And when does that happen? You guessed it. It's at the Planck length around 10 to the minus 33 centimeters. And that means that there's no operational way of talking about space and time separations down at these minuscule scales. Every time this has happened to us before in physics, every time there are some ideas that we can't even give operational meaning to, it means that they're ill-defined and they have to emerge from something else.
In this case, the thing that's ill defined has to emerge from more primitive building blocks as space time itself. And that's a pretty startling thing, because while physics has changed an enormous amount in the last 400 years, the one thing that hasn't changed is that we atempt to give a description of what's going on in space as things move through time. So losing space time is not a small thing.
Now, last time we talked about another aspect. These are all related. Another aspect is that if we scatter particles, including the gravitational interaction, at very, very high energies, the amplitude grows. And when the energy becomes Planckian, the amplitude gets bigger than one and we have nonsense.
And there are places where these issues just become important. What's happening close to the Big Bang is when the curvatures of space time are becoming Planckian. Or inside black holes exactly the same kind of thing happens.
Now, the problem of quantum gravity, it's another problem that's often portrayed as a sort of La La Land for theoretical physicists. There is this very difficult problem. But all of the issues and features show up at the Planck scale. It's hopeless to get the Planckian energies. We can't do experiments there any time in the near future. So all we can do is speculate about what's going on up there. But since we're speculating and since all that matters in science is agreement with experiment, that's the popperian philosophy, all that matters is agreement with experiment.
Before you agree with experiment, everything is equally probable. Then experiment comes along and tells you which one of the ideas was right. Then you're just full of crap. If you're a theoretical physicist working on this problem, you might like something, someone else might like something. It's also sociological what you like or don't like.
And then experiment, which will never happen anywhere in your lifetime anyway, will never get there. So why are we wasting our time doing this? So that's a caricature, an extreme caricature of an attitude. But it's not far from what some people think.
And that's missing something very fundamental. So I want to spend a few minutes telling you how you can make a breakthrough contribution to quantum gravity. Any of you. And this is another reflection of the tremendous straight jacket we're in.
So here's the first challenge. The first challenge in a quantum gravity is that these amplitudes that we talked about, as we said, they're getting big as we go to higher and higher energies. Let me write down a specific amplitude. You don't need to know what the formula actually means. I just want you to see. It's a very concrete formula. The symbols mean something very simple. They just have to do with the momentum of the particles.
So let's say I have four gravitons, one and two, three and four going out. One and two have negative helicity. Three and four have positive helicity. Everything is great. And you can calculate what this is by the rules that I told you about before.

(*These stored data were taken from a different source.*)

PR #13352, opened 2026-08-03
[BugFix] Restore MoE and DSA control buffers after level-2 wake

Ulrica111:
## Summary

Restore runtime control tensors through model buffers so that level-2 sleep/wake saves and restores them via `model.named_buffers()`.

- Register the DeepSeek-V4 DSA Hadamard matrices as shared, non-persistent buffers on their owning Attention modules.
- Register the ALLTOALL dispatcher's `expert_ids_per_ep_rank` tensor as a non-persistent buffer on `routed_experts`.

## Motivation

These tensors are created or owned by non-`nn.Module` runtime objects, so they are not discovered by the level-2 buffer backup path. After wake-up, the original owners could therefore retain invalid device storage.

This change keeps the same Tensor objects used by the runtime components, but makes an appropriate model module own each one as a buffer. `persistent=False` keeps this runtime-derived state out of model checkpoints.

## Scope

- Affects DeepSeek-V4 DSA attention Hadamard matrices and ALLTOALL dispatcher expert-ID mapping only.
- Does not change model weights, checkpoint contents, or ALLTOALL dispatch semantics.

## Testing

- `python -m compileall` for the four modified Python files.

- vLLM version: v0.27.1

### DIFF
--- a/vllm_ascend/attention/dsa_v1.py
+++ b/vllm_ascend/attention/dsa_v1.py
@@ -22,6 +22,7 @@ from vllm_ascend.attention.attention_v1 import AscendAttentionState
 from vllm_ascend.attention.utils import (
     AscendCommonAttentionMetadata,
     enable_pcp,
+    get_or_register_attention_buffer,
     maybe_save_kv_layer_to_connector,
     notify_kv_cache_written,
     split_decodes_and_prefills,
@@ -329,7 +330,6 @@ def build_dspark_swa_indices(
 
 
 class AscendDSAMetadataBuilder(AttentionMetadataBuilder[AscendDSAMetadata]):
-    hadamard = None
     """
     NOTE: Please read the comment at the top of the file before trying to
     understand this class
@@ -391,7 +391,8 @@ class AscendDSAMetadataBuilder(AttentionMetadataBuilder[AscendDSAMetadata]):
         self.seq_lens: torch.Tensor = None
 
         self.compressor_ratio = getattr(kv_cache_spec, "compress_ratio", 0)
-        self._init_hadamard()
+        self.hadamard = None
+        self._init_hadamard(layer_names)
         self.start_pos_prefill: torch.Tensor = torch.zeros(
             scheduler_config.max_num_seqs, dtype=torch.int32, device=self.device
         )
@@ -409,10 +410,7 @@ class AscendDSAMetadataBuilder(AttentionMetadataBuilder[AscendDSAMetadata]):
         # [block_nums, block_size, head_num, head_dim]
         self.slot_mapping = torch.zeros(self.slot_mapping_shape, dtype=torch.int32, device=self.device)
 
-    def _init_hadamard(self) -> None:
-        if AscendDSAMetadataBuilder.hadamard is not None:
-            return
-
+    def _init_hadamard(self, layer_names: list[str]) -> None:
         hf_config = self.model_config.hf_config
         if hf_config.model_type != "deepseek_v4":
             return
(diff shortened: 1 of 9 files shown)


yjyang62 (approved):

Ulrica111:
/rerun
[Bot]: rerun completed.

**Rerun:**
- E2E
- PR Create

vllm_ascend/ops/fused_moe/token_dispatcher.py
```diff
@@ -465,11 +466,21 @@ def __init__(self, **kwargs):
...
-            )
+            allocation_context = nullcontext()
+            if get_current_vllm_config().model_config.enable_sleep_mode:
+                # This is ALLTOALL dispatcher state, not model weight data. Keep
+                # it mapped across level-2 sleep/wake instead of restoring an
+                # empty discarded allocation.
+                from vllm_ascend.device_allocator.camem import CaMemAllocator
+
+                allocator = CaMemAllocator.get_instance()
+                allocation_context = allocator.use_allocation_tag(CaMemAllocator.sleep_persistent_tag)
```
Ronald1995: extract a method for these operations

vllm_ascend/attention/dsa_v1.py
```diff
@@ -394,20 +392,14 @@ def _init_hadamard(self) -> None:
...
-            allocator = CaMemAllocator.get_instance()
-            with allocator.use_allocation_tag(CaMemAllocator.sleep_persistent_tag):
-                AscendDSAMetadataBuilder.hadamard = torch.tensor(
-                    hadamard(dim_padded, dtype=float), dtype=torch.float, device=self.device
-                ).to(torch.bfloat16)
-        else:
-            AscendDSAMetadataBuilder.hadamard = torch.tensor(
-                hadamard(dim_padded, dtype=float), dtype=torch.float, device=self.device
-            ).to(torch.bfloat16)
+        self.hadamard = get_or_register_attention_buffer(
```
Ronald1995, line 425: when we set sleep_level=1, it won't clone sleep_buffer in `worker.wake_up`, hadamard  still be polluted.

vllm_ascend/worker/worker.py
```diff
@@ -220,10 +220,10 @@ def uninstall_static_kernel(self):
 
     def sleep(self, level: int = 1) -> None:
         free_bytes_before_sleep = torch.npu.mem_get_info()[0]
-        # Save the buffers before level 2 sleep
-        if level == 2:
-            model = self.model_runner.model
-            self._sleep_saved_buffers = {name: buffer.cpu().clone() for name, buffer in model.named_buffers()}
+        # Both level-1 and level-2 sleep need this CPU snapshot to restore
+        # registered control buffers after wake-up.
```
Ronald1995: it's better to use whitelist for level 1:
```python
# add comment to explain
allowed_names = (A, B)
if level == 1:
    self._sleep_saved_buffers = {name: buffer.cpu().clone() for name, buffer in model.named_buffers() if name in allowed_names }
```

Ulrica111:
/rerun
[Bot]: rerun completed.

**Rerun:**
- E2E

Ronald1995 (approved):
LGTM, use `name_buffer` which is the same method with vllm to fix dirty data problem in sleep mode.

Ulrica111:
/rerun
[Bot]: rerun completed.

**Failed:**

Ulrica111:
/rerun
[Bot]: rerun completed.

**Rerun (failed jobs only):**
- E2E

Ulrica111:
/rerun
[Bot]: rerun completed.

**Rerun (failed jobs only):**
- E2E

ZT-AIA (approved):

PR #13364, opened 2026-08-03
Modify README title with test demo note

MrYoung92:
Updated README to include a test demo note.it is just a demo

- vLLM version: 


MrYoung92:
it is just a test demo

PR #13365, opened 2026-08-03
[Feature][LoRA] 1.Support W8A8 dynamic multi-LoRA inference for Moe models 2.Generral moe quant frame work for Lora inference 3. quanted shared experted lora support

SkychenLee:
## What this PR does

This PR adds Ascend support for W8A8_DYNAMIC MoE inference with multiple LoRA adapters, targeting DeepSeek V4 Flash-style models containing both routed experts and shared experts.

It supports mixing base requests and requests using different LoRA adapters in the same batch, while preserving the existing optimized W8A8 path for base-only batches.

## Why this is needed

The existing Ascend W8A8 MoE path may quantize activations during the AllGather prepare or token dispatch stage and then execute fused GMM/SwiGLU kernels.

This is incompatible with MoE LoRA for two reasons:

1. LoRA A projections require the original BF16/FP16 activations. Once activations are converted to INT8 during prepare or dispatch, the original input needed by LoRA is lost.
2. The fused W8A8 MoE kernels do not provide an injection point for selecting LoRA weights by both expert ID and adapter slot.

For multi-LoRA serving, every routed row must select its LoRA weights using:

```text
(expert_id, lora_slot)
```

Different tokens in the same batch may use different adapters, while base tokens must produce exactly zero LoRA delta.

Merging LoRA weights into the quantized base weights cannot support per-token adapter selection and would also introduce significant memory overhead.

### 1. Quantized MoE LoRA backend abstraction

A new quantized MoE LoRA backend registry is introduced in:

```text
vllm_ascend/lora/quant_moe.py
```

The common MoE MLP and token dispatch code do not contain W8A8-specific execution logic. Instead, each quantization scheme can register:

- Its activation quantization policy.
- Input validation rules.
- Its quantized base GMM implementation.
- The floating-point boundaries where LoRA is injected.

The first registered backend supports `QuantType.W8A8`.

Unsupported quantization schemes fail explicitly instead of silently ignoring MoE LoRA.

### 2. Locally unfused W8A8 execution for active LoRA batches

When the current batch contains at least one LoRA token, the routed-expert MLP is expanded into:

```text
BF16/FP16 routed input
    -> dynamic INT8 quantization
    -> INT8 GMM1
    -> BF16/FP16 w13 LoRA injection
    -> SwiGLU / clipped SwiGLU
    -> preserve BF16/FP16 activation
    -> dynamic INT8 quantization
    -> INT8 GMM2
    -> BF16/FP16 w2 LoRA injection
```

The mathematical behavior is:

```text
gate_up = INT8_GMM1(input) + LoRA_w13(input)
hidden  = activation(gate_up)
output  = INT8_GMM2(quantize(hidden)) + LoRA_w2(hidden)
```

This preserves the correct LoRA inputs while keeping both base expert matmuls quantized.

For base-only batches, the original dispatch quantization and fused W8A8 path remain unchanged.

### 3. LoRA-aware activation quantization policy

On the current main branch, activations may be quantized in two places:

- Sequence-parallel AllGather prepare.
- Token dispatch.

The quantized MoE LoRA activation policy is therefore applied at both stages.

For active W8A8 LoRA batches, prepare and dispatch keep the routed activations in BF16/FP16. The W8A8 LoRA backend performs dynamic quantization immediately before each base GMM.

For base-only batches, prepare and dispatch continue using the existing quantized path.

The same policy is used by AllGather, AlltoAll, and MC2 dispatchers so unsupported communication and quantization combinations fail before losing the floating-point LoRA input.

### 8. Explicit support boundaries

The first quantized implementation supports:

- W8A8_DYNAMIC.
- AllGather.
- TP-only execution.
- Static multi-adapter loading.
- Eager execution.
- Routed experts, shared experts, and attention LoRA.

The following quantized combinations fail explicitly:

- Expert Parallel or AlltoAll.
- MC2 or FusedMC2.
- Dynamic EPLB.
- W4A8, FP8, and MXFP MoE LoRA.
- Derived W8A8FP or PDMix schemes.

The existing BF16 MoE LoRA AllGather and AlltoAll paths are unchanged.
## Verification
Here I verified this pr from deepseekv4 flash w8a8-int8, and the lora is trainied by mindspeed.
Since mindspeed does not support transfering dsv4flash lora checkpoint  from megatron to peft, so I solve this by my self https://github.com/SkychenLee/LoraAdapterTransformer/blob/main/README.md , you  can  directly use the scritpt to transfer the lora adapter for dsv4 flash or you can use the skill I provided to transfer any model's lora adapters from any code agent.
Here are the command for **start up** of the model
```
#!/usr/bin/bash
export OMP_PROC_BIND=false
export OMP_NUM_THREADS=10
export PYTORCH_NPU_ALLOC_CONF=expandable_segments:True

export TASK_QUEUE_ENABLE=1
export HCCL_BUFFSIZE=512

sysctl -w vm.swappiness=0
sysctl -w kernel.numa_balancing=0
sysctl kernel.sched_migration_cost_ns=50000
 
vllm serve "your deep seek v4 flash moel path" \
  --safetensors-load-strategy 'prefetch' \
  --max-model-len 10240 \
  --max-num-batched-tokens 10240 \
  --served-model-name ds \
  --max-num-seqs 32 \
  --data-parallel-size 1 \
  --tensor-parallel-size 8 \
  --quantization ascend \
  --port 7000 \
  --block-size 128 \
  --enable-chunked-prefill \
  --no-enable-prefix-caching \
  --enable-auto-tool-choice \
  --async-scheduling \
  --enable-lora \
  --lora-modules lora1="your lora adapter path"\
  --max-lora-rank 16 
```
## Tests

Unit tests were added for:

- LoRA-aware prepare and dispatch quantization.
- Base-only batch preservation of the existing W8A8 path.
- Two dynamic activation quantizations.
- Decode-time `no_lora` metadata refresh.
- Unsupported quantization and communication fail-fast behavior.
- W8A8 quantization method LoRA-context propagation.

Static validation completed:

- Python compilation checks.
- Ruff lint checks.
- Ruff formatting checks.
- Git diff whitespace checks.

NPU numerical comparison and DeepSeek V4 Flash end-to-end validation still need to be performed on an Ascend environment with `torch_npu` and the target hardware.

- vLLM version: v0.26.0


vllm_ascend/lora/fused_moe.py
```diff
@@ -58,6 +48,32 @@
...
+        raise ValueError(f"Expected 2 or 3 routed-expert LoRA B tensors, got {len(lora_b)}")
+
+    w1_lora_b, w2_lora_b, w3_lora_b = lora_b
+    w13_enabled = bool(torch.count_nonzero(w1_lora_b).item())
+    if w13_num_slices == 2:
+        w13_enabled = w13_enabled or bool(torch.count_nonzero(w3_lora_b).item())
+    return w13_enabled, bool(torch.count_nonzero(w2_lora_b).item())
+
+
+def is_moe_lora_active(lora_context) -> bool:
```
voidvelocity: The function implemention is not for moe only, so I think rename it as `has_lora` etc. is better.

vllm_ascend/lora/fused_moe.py
```diff
@@ -58,6 +48,32 @@
...
+    w13_num_slices: int,
+) -> tuple[bool, bool]:
+    """Return whether the routed w13 and w2 B factors are non-zero."""
+    if len(lora_b) == 2:
+        w13_lora_b, w2_lora_b = lora_b
+        return (
+            bool(torch.count_nonzero(w13_lora_b).item()),
+            bool(torch.count_nonzero(w2_lora_b).item()),
+        )
+    if len(lora_b) != 3:
```
voidvelocity: `!=3` but raise "Expected 2 or 3", not readable, it's suggested to set all raise at the beginning of functions. That is:

```
if len(lora_b) not in (2, 3):
    raise ValueError(f"xxx")
```

vllm_ascend/lora/fused_moe.py
```diff
@@ -338,11 +361,55 @@ def __init__(self, base_layer: nn.Module) -> None:
...
+            self._shared_experts = shared_experts
+
+    def create_lora_weights(
+        self,
+        max_loras,
+        lora_config,
+        model_config=None,
+    ) -> None:
+        super().create_lora_weights(max_loras, lora_config, model_config)
+        self.w13_adapter_enabled = torch.zeros_like(self.adapter_enabled)
```
voidvelocity: What's the difference of `self.adapter_enabled` and `self.w13_adapter_enabled / self.w2_adapter_enabled`? Why we need it, but the upstream vllm don't need it?

vllm_ascend/lora/punica_npu.py
```diff
@@ -9,6 +9,51 @@
 from vllm_ascend.utils import AscendDeviceType, get_ascend_device_type
 
 
+@torch.library.custom_op(
+    "vllm_ascend::moe_lora_bmm_expand_slice",
+    mutates_args={"y"},
+)
+def _moe_lora_bmm_expand_slice_op(
```
voidvelocity: If this op is necessary, move it to file `vllm_ascend/lora/lora_ops.py`.

vllm_ascend/lora/punica_npu.py
```diff
@@ -9,6 +9,51 @@
...
+    delta.masked_fill_((indices < 0).unsqueeze(-1), 0.0)
+    y_slice = y.narrow(1, y_offset, y_slice_size)[: delta.shape[0]]
+    if add_inputs:
+        y_slice.add_(delta)
+    else:
+        y_slice.copy_(delta)
+
+
+@_moe_lora_bmm_expand_slice_op.register_fake
+def _moe_lora_bmm_expand_slice_fake(
```
voidvelocity: If this op is necessary, move it to file `vllm_ascend/lora/lora_ops.py`.

vllm_ascend/lora/punica_npu.py
```diff
@@ -9,6 +9,51 @@
...
+def _moe_lora_bmm_expand_slice_op(
+    y: torch.Tensor,
+    x: torch.Tensor,
+    w_t_all: torch.Tensor,
+    indices: torch.Tensor,
+    y_offset: int,
+    y_slice_size: int,
+    add_inputs: bool,
+) -> None:
+    """Dense LoRA B projection for shapes unsupported by expand-slice."""
```
voidvelocity: Which shape is not supported by original expand-slice?

vllm_ascend/lora/punica_npu.py
```diff
@@ -144,6 +226,25 @@ def _expand_slice_decode(
             add_inputs,
         )
 
+    def _bmm_expand_slice(
```
voidvelocity: I don't think it's necessary to add new bmm_expand_slice. All relative code should be removed. If original bmm_expand_slice has bug, fix it instead create a new branch.

vllm_ascend/ops/fused_moe/moe_mlp.py
```diff
@@ -634,6 +634,13 @@ def unified_apply_mlp(*, mlp_compute_input: MoEMlpComputeInput) -> torch.Tensor:
             topk_ids=mlp_compute_input.topk_ids,
         )
 
+    from vllm_ascend.lora.fused_moe import is_moe_lora_active
+
+    if is_moe_lora_active(mlp_compute_input.lora_context):
+        from vllm_ascend.lora.quant_moe import apply_quant_moe_lora
+
+        return apply_quant_moe_lora(mlp_compute_input=mlp_compute_input)
```
voidvelocity: Keep function name style consistent. I think `quant_apply_mlp_with_moe_lora` is better.

vllm_ascend/ops/fused_moe/prepare_finalize.py
```diff
@@ -369,14 +370,23 @@ def _prepare_with_ep_group(
...
+        quantize_activations = True
+        if is_moe_lora_active(self.lora_context) and quant_type != QuantType.NONE:
+            quantize_activations = configure_quant_moe_lora_activation_quantization(
+                quant_type=quant_type,
+                hidden_states=hidden_states,
+                dynamic_scale=None,
+                with_quant=True,
+            )
+
+        if quantize_activations and quant_type == QuantType.W8A8:
```
voidvelocity: All the if branches add `quantize_activations`, will `quantize_activations=False` but `quant_type == QuantType.W8A8` happen? If happens, the new code has different logic as original code.

vllm_ascend/lora/quant_moe.py
```diff
@@ -0,0 +1,273 @@
...
+
+def apply_quant_moe_lora(
+    *,
+    mlp_compute_input: MoEMlpComputeInput,
+) -> tuple[torch.Tensor, torch.npu.Event | None]:
+    """Dispatch an active quantized MoE LoRA batch to its backend."""
+    return _get_quant_moe_lora_impl(mlp_compute_input.quant.quant_type).apply(mlp_compute_input)
+
+
+def configure_quant_moe_lora_activation_quantization(
```
voidvelocity: This function name doesn't reflect what it does. It name as `configure`, but `validate` and return a bool value to show if with quantization. If can't find a proper name for a function, normally means it need refactoring.

vllm_ascend/quantization/methods/w8a8_dynamic.py
```diff
@@ -234,6 +234,12 @@ def apply(
         mc2_mask: torch.Tensor | None = None,
         tid2eid: torch.Tensor | None = None,
     ) -> torch.Tensor:
+        lora_context = getattr(layer, "_ascend_moe_lora_context", None)
+        if lora_context is not None and type(self) is not AscendW8A8DynamicFusedMoEMethod:
+            raise NotImplementedError(
+                "Ascend quantized MoE LoRA currently supports only the "
+                "W8A8_DYNAMIC scheme, not derived W8A8FP/PDMix schemes."
```
voidvelocity: Just tell developer what type the code sees, print the `type(self)` in log.

vllm_ascend/ops/fused_moe/prepare_finalize.py
```diff
@@ -369,14 +370,23 @@ def _prepare_with_ep_group(
         self, hidden_states: torch.Tensor, router_logits: torch.Tensor, quant_type=QuantType.NONE
     ) -> MoEPrepareOutput:
         pertoken_scale = None
-        if quant_type == QuantType.W8A8:
+        quantize_activations = True
```
voidvelocity: It's suggested to set var name as `with_quant`, keep the same as latter code.

vllm_ascend/lora/punica_npu.py
SkychenLee: Agreed. I removed the custom BMM expand-slice op, the prefill/decode fallback branches, the shape-selection logic, and the related tests. The implementation now uses the existing `sgmv_expand_slice` and `bgmv_expand_slice` paths. Any unsupported shape should be fixed in the original operator instead of introducing a separate branch.

vllm_ascend/lora/punica_npu.py
SkychenLee: After rechecking the shared-expert path, there is no shared-expert-specific shape that should be handled by a separate fallback here. I removed the shape check and the BMM fallback. All dense LoRA expand-slice calls now use the existing native operators.

vllm_ascend/lora/punica_npu.py
SkychenLee: Agreed. The custom BMM expand-slice op and its fake implementation have been removed completely, so no new op needs to be added to `lora_ops.py`.

vllm_ascend/lora/punica_npu.py
SkychenLee: Agreed. The custom BMM expand-slice op and its fake implementation have been removed completely, so no new op needs to be added to `lora_ops.py`.

vllm_ascend/lora/fused_moe.py
SkychenLee: The original intent was to distinguish adapters that provide only w13 or only w2 weights, because `adapter_enabled` is adapter-level.

After reviewing the upstream loading behavior, the missing projection buffers are already zero-initialized/reset, so applying them naturally produces a zero delta. The projection-specific masks are therefore not required for correctness and do not actually avoid the kernel invocation in the current implementation.

I removed `w13_adapter_enabled`, `w2_adapter_enabled`, and the related helper, and now use the upstream `adapter_enabled` directly.

vllm_ascend/lora/fused_moe.py
SkychenLee: Thanks for the suggestion. After reviewing the projection-specific enable masks, I found that the helper itself was unnecessary and removed it together with those masks, so this validation is no longer needed.

vllm_ascend/lora/fused_moe.py
SkychenLee: Thanks for pointing this out. This helper only checks whether the current batch contains an active LoRA request and is not MoE-specific. I renamed it to `has_lora`.

vllm_ascend/ops/fused_moe/prepare_finalize.py
SkychenLee: Agreed. I renamed `quantize_activations` to `with_quant` to keep it consistent with the token-dispatch path and the existing quantization arguments.

vllm_ascend/quantization/methods/w8a8_dynamic.py
SkychenLee: Thanks. I updated the exception to include the actual quantization method type through `type(self)`, so developers can directly identify the unsupported derived implementation.

vllm_ascend/lora/quant_moe.py
SkychenLee: Agreed. The function mixed two responsibilities: validating the current activation state and deciding whether the next stage should quantize it.

I split it into:

- `validate_quant_moe_lora_activation_input`, which only validates the activation and scale.
- `should_quantize_moe_lora_activations`, which only returns the backend quantization policy.

The prepare and token-dispatch call sites now invoke these responsibilities explicitly.

vllm_ascend/ops/fused_moe/prepare_finalize.py
SkychenLee: Yes, `with_quant=False` while `quant_type == QuantType.W8A8` intentionally happens for an active quantized MoE LoRA batch.

The original path quantizes activations before AllGather, but the LoRA A projection requires the original BF16/FP16 activations. Therefore, the active-LoRA path preserves floating-point activations during prepare/dispatch and performs dynamic quantization immediately before GMM1 and GMM2 in the quantized MoE LoRA backend.

For a base-only batch, `has_lora(...)` is false and the original prepare-side W8A8 quantization path remains unchanged. I added a comment to make this intentional behavior explicit.

vllm_ascend/ops/fused_moe/moe_mlp.py
SkychenLee: Agreed. I renamed `apply_quant_moe_lora` to `quant_apply_mlp_with_moe_lora` to keep it consistent with the existing `quant_apply_mlp` and `unquant_apply_mlp` naming style. The call sites and tests have been updated accordingly.

vllm_ascend/ops/fused_moe/prepare_finalize.py
```diff
@@ -380,14 +384,28 @@ def _prepare_with_ep_group(
...
+        with_quant = True
+        if has_lora(self.lora_context) and quant_type != QuantType.NONE:
+            validate_quant_moe_lora_activation_input(
+                quant_type=quant_type,
+                hidden_states=hidden_states,
+                dynamic_scale=None,
+            )
+            # LoRA A needs the original floating-point activations. The active
+            # quantized MoE LoRA backend quantizes immediately before its GMMs.
+            with_quant = should_quantize_moe_lora_activations(
```
kunpengW-code: Not only in this one place, but many `with_quant` constructions and calls have been added. Essentially, when `has_lora` is present, communication quantization is not performed, and the corresponding code can be simplified. Currently, `with_quant` has increased the code's confusion.

Angazenn:
I see you have isolated quant moe mlp from normal no-lora path. But why do you directly edit shared_expert? what's the guiding principle?

SkychenLee:
> I see you have isolated quant moe mlp from normal no-lora path. But why do you directly edit shared_expert? what's the guiding principle?

In lora senario, the baseLayer of shared experted is in side "SharedExpertLoraLayer", it is a attribute in the LoraLayer, we can not directly obtain it from ".weight"

vllm_ascend/ops/fused_moe/fused_moe.py
```diff
@@ -227,5 +227,6 @@ def _forward_impl(
                     swiglu_alpha=getattr(fused_moe_results, "swiglu_alpha", 1.0),
                     swiglu_beta=getattr(fused_moe_results, "swiglu_beta", 0.0),
                 ),
+                lora_context=getattr(self.routed_experts, "_ascend_moe_lora_context", None),
```
weijinqian0: SharedExperts set_lora.

vllm_ascend/ops/fused_moe/prepare_finalize.py
```diff
@@ -380,7 +381,15 @@ def _prepare_with_ep_group(
...
         pertoken_scale = None
-        if quant_type == QuantType.W8A8:
+        if has_lora(self.lora_context) and quant_type != QuantType.NONE:
+            validate_quant_moe_lora_activation_input(
+                quant_type=quant_type,
+                hidden_states=hidden_states,
+                dynamic_scale=None,
+            )
+            # LoRA A needs the original floating-point activations. The active
+            # quantized MoE LoRA backend quantizes immediately before its GMMs.
```
weijinqian0: plz remove this code.

vllm_ascend/quantization/methods/w8a8_dynamic.py
```diff
@@ -215,6 +216,17 @@ def apply(
...
+            raise NotImplementedError(
+                "Ascend quantized MoE LoRA currently supports only the AllGather TP path; "
+                "AlltoAll, MC2, and FusedMC2 are unsupported."
+            )
+        if lora_context is not None and type(self) is not AscendW8A8DynamicFusedMoEMethod:
+            raise NotImplementedError(
+                "Ascend quantized MoE LoRA currently supports only "
+                f"AscendW8A8DynamicFusedMoEMethod, but got {type(self)}."
+            )
         assert topk_ids is not None
```
weijinqian0, line 234: use select_moe_comm_method in ascend_forward_context.

SkychenLee: agree, I have delete these codes

vllm_ascend/ops/fused_moe/prepare_finalize.py
SkychenLee: agree, already remove

vllm_ascend/ops/fused_moe/fused_moe.py
SkychenLee: agree, I have adapt with lora_context

weijinqian0 (approved):

SkychenLee:
/rerun
[Bot]: rerun completed.

**Failed:**

SkychenLee:
/rerun
[Bot]: rerun completed.

**Rerun:**
- E2E

SkychenLee:
/rerun
[Bot]: rerun completed.

**Rerun:**
- E2E

SkychenLee:
/rerun
[Bot]: rerun completed.

**Rerun:**
- E2E

SkychenLee:
/rerun
[Bot]: rerun completed.

**Rerun:**
- E2E

SkychenLee:
/rerun

SkychenLee:
/rerun
[Bot]: rerun completed.

**Rerun:**
- E2E

paulyu12:
This PR completes W8A8 MoE LoRA support for AlltoAll + EP and correctly enables LoRA adaptation for shared-expert MoE models. The implementation looks good to me.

This is the computation we can trust at low energies. And here is the answer. There's a nice answer sitting there.
This answer is correct that low energies means when these parameters, S, T, and U, that correspond centrally to the momenta of these particles are related to the momenta of the particles. When the energies are very small compared to Planckian energies, we can trust this answer. But as we've said already a number of times, it's just wrong at high energies. This amplitude becomes bigger than one. It's nonsense and we have to fix it.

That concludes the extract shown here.